The Resurrection Mass in olden times a was held in the early morning before the rising of the sun. At that time in history all churches in Ukraine were built to face the East. When the Mass was ending and the priest first said "Chrystos Voskres" (Christ Has Risen).  Following the Mass the people greeted each other in the traditional way, by kissing each other three times.  Sometimes there would be a procession around the church three times.  The people would then stand outside the church with their baskets filled with the food which they had prepared for the blessing ceremony. A lit candle was always placed in the baskets which were decorated with aromatic herbs and periwinkle. Immediately after the ceremony the family would hurry home to share the blessed paska and thus begin Easter breakfast.  On our way back from Chernigov we saw many people outside enjoying a picnic on a beautiful Spring day.  I imagined they were enjoying the contents of their Easter baskets!  Most stores were closed and few people were on the streets.  It truly seemed like families were celebrating a holy day.





During the Easter season the dead are remembered on Maundy Thursday (before Easter) and also during the whole week after Easter, especially on the first Sunday following Easter Sunday.  People gather in the cemetery, bringing with them a dish containing some food and liquor or wine, which they consume, leaving the rest at the graves. This tradition is still very alive in Ukraine and cemeteries have built-in tables and benches around the tombs for this important moment.  People usually come and clean the tomb area, then celebrate with eating and drinking; they will then leave on the tomb some food and drink even unopened.  It is part of the Ukrainian tradition as well that the poor people are allowed to come later in the cemeteries late in the evening in order to retrieve the food that has been left for them intentionally.  People also can leave lit candles on graves.  There are enclosed votive-type candles that can be bought which would be safe and shielded from wind. (See stacks of these colored cylinders behind the baskets and in front of the flowers in the grocery store photo above)

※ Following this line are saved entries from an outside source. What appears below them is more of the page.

PR #782, opened 2021-12-16
[Core feature] Add Raw AWS Batch Task

pingsutw:

# TL;DR
Run regular tasks on AWS batch service

## Type
 - [ ] Bug Fix
 - [x] Feature
 - [ ] Plugin

## Are all requirements met?

 - [ ] Code completed
 - [x] Smoke tested
 - [ ] Unit tests added

## Complete description
Add AWS batch job plugin

Example:
```python
import typing
from flytekitplugins.awsbatch import AWSBatch
from flytekit import TaskMetadata, map_task, task, workflow

config = AWSBatch(
    parameters={"codec": "mp4"},
    PlatformCapabilities=["EC2"],
    PropagateTags=True,
    RetryStrategy={"attempts": 10},
    Tags={"hello": "world"},
    Timeout={"attemptDurationSeconds": 60},
)

@task(task_config=AWSBatch(Tags={"hello": "world"}))
def t1(a: typing.List[int]) -> str:
    return str(a[0])


@task(task_config=AWSBatch(Tags={"hello": "flyte"}))
def t3(a: str, b: str) -> str:
    return b + "".join(a)


@task(task_config=config)
def create_list(n: int) -> typing.List[int]:
    res = []
    for i in range(n):
        res.append(i)
    return res


@workflow
def my_wf(a: int, b: str) -> str:
    l = create_list(n=a)
    y = t1(a=l)
    d = t3(a=y, b=b)
    return y


if __name__ == "__main__":
    x = my_wf(a=3, b="hello")
    print(f"Workflow output: {x}")
```

image

image

## Tracking Issue
https://github.com/flyteorg/flyte/issues/1792


plugins/flytekit-aws-batch/flytekitplugins/awsbatch/task.py
```diff
@@ -0,0 +1,71 @@
...
+class AWSBatch(object):
+    """
+    Use this to configure a job definition for a AWS batch job. Task's marked with this will automatically execute
+    natively onto AWS batch service.
+    Refer to AWS job definition template for more detail: https://docs.aws.amazon.com/batch/latest/userguide/job-definition-template.html
+    """
+
+    parameters: Optional[Dict[str, str]] = None
+    schedulingPriority: Optional[int] = None
+    PlatformCapabilities: Optional[List[str]] = None
```
kumare3, line 23: can we use the same case for everything? 
Else can we define a custom to_dict?

plugins/flytekit-aws-batch/flytekitplugins/awsbatch/task.py
```diff
@@ -0,0 +1,71 @@
...
+from flytekit.extend import SerializationSettings, TaskPlugins
+
+
+@dataclass_json
+@dataclass
+class AWSBatch(object):
+    """
+    Use this to configure a job definition for a AWS batch job. Task's marked with this will automatically execute
+    natively onto AWS batch service.
+    Refer to AWS job definition template for more detail: https://docs.aws.amazon.com/batch/latest/userguide/job-definition-template.html
```
kumare3, line 18: also link to here - https://boto3.amazonaws.com/v1/documentation/api/latest/reference/services/batch.html#Batch.Client.register_job_definition

kumare3 (approved):

EngHabu:
Should we allow people to define the [job definition](https://docs.aws.amazon.com/batch/latest/userguide/job_definition_parameters.html) or the [submitjob input](https://docs.aws.amazon.com/sdk-for-go/api/service/batch/#SubmitJobInput) structs? 

"most" of the properties set on the job definition can be overridden in the SubmitJobInput, the benefit of reusing a job definition is 1) there is a limit on the number of job definitions and the rate of creation and 2) reducing the number of API calls needed to launch a job is always a good thing for reliability standpoint....

So please go through both links and let me know if there are properties that you need users to set that are only available in job definitions...

EngHabu:
@kumare3 @pingsutw ^

kumare3:
@pingsutw I agree with @EngHabu, we should try and minimize job definition creations

plugins/flytekit-aws-batch/flytekitplugins/awsbatch/task.py
```diff
@@ -0,0 +1,77 @@
...
+@dataclass_json
+@dataclass
+class AWSBatchConfig(object):
+    """
+    Use this to configure SubmitJobInput for a AWS batch job. Task's marked with this will automatically execute
+    natively onto AWS batch service.
+    Refer to AWS SubmitJobInput for more detail: https://docs.aws.amazon.com/sdk-for-go/api/service/batch/#SubmitJobInput
+    """
+
+    parameters: Optional[Dict[str, str]] = None
```
wild-endeavor, line 21: are all five of these in the SubmitJobInput documentation?  Or are some of these Flyte concepts?

plugins/flytekit-aws-batch/flytekitplugins/awsbatch/task.py
```diff
@@ -0,0 +1,77 @@
...
+        return self._task_config.to_dict()
+
+    def get_config(self, settings: SerializationSettings) -> Dict[str, str]:
+        # Parameters in taskTemplate config will be used to create aws job definition.
+        # More detail about job definition: https://docs.aws.amazon.com/batch/latest/userguide/job_definition_parameters.html
+        return {"platformCapabilities": self._task_config.platformCapabilities}
+
+    def get_command(self, settings: SerializationSettings) -> List[str]:
+        container_args = [
+            "pyflyte-map-execute",
```
wild-endeavor, line 59: Can you explain this to me?  If I have one Python task, running one container, once - it still uses `pyflyte-map-execute`?  Why is that?  Seems kinda messy...

plugins/flytekit-aws-batch/flytekitplugins/awsbatch/task.py
```diff
@@ -0,0 +1,77 @@
...
+    def __init__(self, task_config: AWSBatchConfig, task_function: Callable, **kwargs):
+        if task_config is None:
+            task_config = AWSBatchConfig()
+        super(AWSBatchFunctionTask, self).__init__(
+            task_config=task_config, task_type=self._AWS_BATCH_TASK_TYPE, task_function=task_function, **kwargs
+        )
+        self._task_config = task_config
+
+    def get_custom(self, settings: SerializationSettings) -> Dict[str, Any]:
+        # task_config will be used to create SubmitJobInput in propeller except platformCapabilities.
```
wild-endeavor, line 49: how do you make it so that `platformCapabilities` doesn't get included?  Or are you saying propeller will do that?

flytekit/bin/entrypoint.py
```diff
@@ -356,8 +381,12 @@ def _execute_map_task(
             # Use the resolver to load the actual task object
             _task_def = resolver_obj.load_task(loader_args=resolver_args)
             if not isinstance(_task_def, PythonFunctionTask):
-                raise Exception("Map tasks cannot be run with instance tasks.")
-            map_task = MapPythonTask(_task_def, max_concurrency)
+                raise Exception("Map tasks cannot be run with instance tasks.", _task_def)
+
+            if is_aws_batch_single_job:
```
wild-endeavor, line 386: hmmm... seems weird.  why?

kumare3: yes, why can this not be part of the default way of handling things?

plugins/flytekit-aws-batch/flytekitplugins/awsbatch/task.py
kumare3: I agree, can we not make a AWS batch task and then have a map-task override ride the command?

kumare3: or if needed have a separate task

plugins/flytekit-aws-batch/flytekitplugins/awsbatch/task.py
pingsutw: all in the SubmitJobInput documentation

plugins/flytekit-aws-batch/flytekitplugins/awsbatch/task.py
pingsutw: propeller will do that

plugins/flytekit-aws-batch/flytekitplugins/awsbatch/task.py
```diff
@@ -0,0 +1,78 @@
...
+
+    def get_command(self, settings: SerializationSettings) -> List[str]:
+        container_args = [
+            "pyflyte-execute",
+            "--inputs",
+            "{{.input}}",
+            "--output-prefix",
+            # FlytePropeller will always read the output from this directory (outputPrefix/0)
+            # More detail, see https://github.com/flyteorg/flyteplugins/blob/0dd93c23ed2edeca65d58e89b0edb613f88120e0/go/tasks/plugins/array/catalog.go#L501.
+            "{{.outputPrefix}}/0",
```
pingsutw, line 65: I think this is the reason why I used pyflyte-map-execute before. map task will reconstruct output_prefix to `output_prefix/0`. check https://github.com/flyteorg/flytekit/blob/b09a9c76aac65c65af1c43d32060bf01585bf812/flytekit/bin/entrypoint.py#L386

Agree with you, we should use `pyflyte-execute` instead. it will be more concise.

wild-endeavor: Can you add another comment here on why the single batch task is calling the array batch plugin?

wild-endeavor (approved):
just need a comment.  will +1 again after

wild-endeavor:
oh and end to end testing worked on demo right?

wild-endeavor (approved):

This seems like a wonderful time to do the Spring cleaning of cemetery plots and then remember the overarching blessings of Easter.  During the Easter season, when you meet people you say "Christ is risen" and the reply should be "Truly risen".  That knowledge is in our hearts and central to all we are doing here in Ukraine.  All people will be resurrected and live forever.  But also because of Christ's atonement, we can be forgiven of our sins and may be helped to follow His Gospel in serving and loving those around us.  And we may prepare ourselves to live together with family members and with our Heavenly Father and His beloved Son, Jesus Christ.